Путешествие на поезде дальнего следования утомительно. Слушая стук колес, несущих его по равнинной, удаленной от моря части острова, Роберт думал о том, что с каждой милей приближается к своему прошлому, к Брайтстоуну, откуда все началось, и в то же время движется вперед к последнему шансу, пусть очень незначительному, научиться жить более осмысленно, более правильно и открыто. Его не оставляло чувство, будто с каждой милей этого пути у него отслаивается слой за слоем защитная кожа. Журнальчик. Какой тут журнальчик, когда перед ним вся книга его жизни, и ее надо перечитать, а кое-что и переписать заново!
Роберт задремал, но сон был неглубокий и не принес отдохновения; его преследовали какие-то видения, которые таяли, как только он просыпался, и оставляли неотвязное ощущение страха и утраты. Он знал, что снится ему что-то очень важное, но понять, или хотя бы уцепиться за смысл, не удавалось. Ему надо подумать о Клер, говорил он себе, об их браке, а не о разводе, что бы там она ни несла, но разум его при одной мысли об этом превращался в сухой, съежившийся орех.

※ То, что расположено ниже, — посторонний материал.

PR #1160, opened 2025-11-30
Add missing newline in `buck2 expand-external-cells`

cbarrete:
The output was missing a newline, causing the shell prompt to be rendered right after the reminder.


dtolnay (approved):
Thanks!

PR #1161, opened 2025-11-30
Index string at chars boundaries

cbarrete:
This function would panic when the truncated message contained non-ASCII characters, and the truncation happened between within char boundaries.

I've not been able to test this because I can't seem to easily build Buck2 from source these days, but this should be trivial enough.

### DIFF
--- a/app/buck2_client_ctx/src/subscribers/superconsole.rs
+++ b/app/buck2_client_ctx/src/subscribers/superconsole.rs
@@ -1003,8 +1003,9 @@ fn truncate(contents: &str) -> Option<String> {
     if contents.len() > MAX_LENGTH + BUFFER {
         Some(format!(
             "{} ...<omitted>... {}",
-            &contents[0..MAX_LENGTH / 2],
-            &contents[contents.len() - MAX_LENGTH / 2..contents.len()]
+            &contents[0..contents.ceil_char_boundary(MAX_LENGTH / 2)],
+            &contents
+                [contents.floor_char_boundary(contents.len() - MAX_LENGTH / 2)..contents.len()]
         ))
     } else {
         None


app/buck2_client_ctx/src/subscribers/superconsole.rs
```diff
@@ -1001,10 +1001,20 @@ fn truncate(contents: &str) -> Option<String> {
     const MAX_LENGTH: usize = 200;
     const BUFFER: usize = " ...<omitted>... ".len();
     if contents.len() > MAX_LENGTH + BUFFER {
+        let first_slice_end = contents
+            .char_indices()
+            .map(|(i, _)| i)
+            .nth(MAX_LENGTH / 2)
+            .unwrap();
```
JakobDegen: Don't think this can be right. `contents.len()` is in bytes, you can have 200 bytes but <100 characters.

I think maybe you just want `.floor_char_boundary()`

JakobDegen (changes requested):

app/buck2_client_ctx/src/subscribers/superconsole.rs
cbarrete: > Don't think this can be right. contents.len() is in bytes, you can have 200 bytes but <100 characters.

Yeah, this is trading off one potential panic for another, less likely one.

> I think maybe you just want .floor_char_boundary()

I do! Thanks for pointing that out.
I've used ceil for the first part and floor for the second one so that it's less likely that it will split in the middle of a grapheme, but I'm happy to switch that if you prefer.

JakobDegen: > I've used ceil for the first part and floor for the second one so that it's less likely that it will split in the middle of a grapheme

It's not clear to me why that's the property this gets but I don't care :)

JakobDegen (approved):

А как справиться — да что там справиться, хотя бы подступиться к сосущей пустоте в сердце, к той невосполнимой утрате, которую он чувствовал при одной мысли о том, что никогда не увидит Эмму. В сочетании с былой утратой, совсем недавно возвращенной его памяти Мерреем, это давило его тяжестью двойного горя, вынести которое было не по силам смертному. Он метался между тревожными мыслями и мучительными снами, как арестант на допросе, не приближаясь, однако, к искомым ответам.
Никогда-не-возвращайся, никогда-не-возвращайся, никогда-не-возвращайся, выстукивали колеса. Он горько улыбнулся. Нет, неправда. Надо возвращаться. Тайна будущего погребена в прошлом. Без знания, без истины, грехи отцов обречены переходить к детям — и так без конца, аминь.
Верую, Господи.
Помоги моему неверию.
Даруй нам мир Твой.
Все не так просто. Стоило ему сойти под пронизывающим осенним ветром на брайтстоунский перрон, как на него обрушился поток мучительных воспоминаний о весеннем полном надежд деньке много, много лет тому назад: комитет по встрече во главе с напыщенным боссом шахты Уилкесом, Джордж и Молли Эверарды, так и сияющие от радости, и Поль, милый Поль, в гордыне своей юности и мужественности на ревущем любимом „додже“ „Голубая стрела“.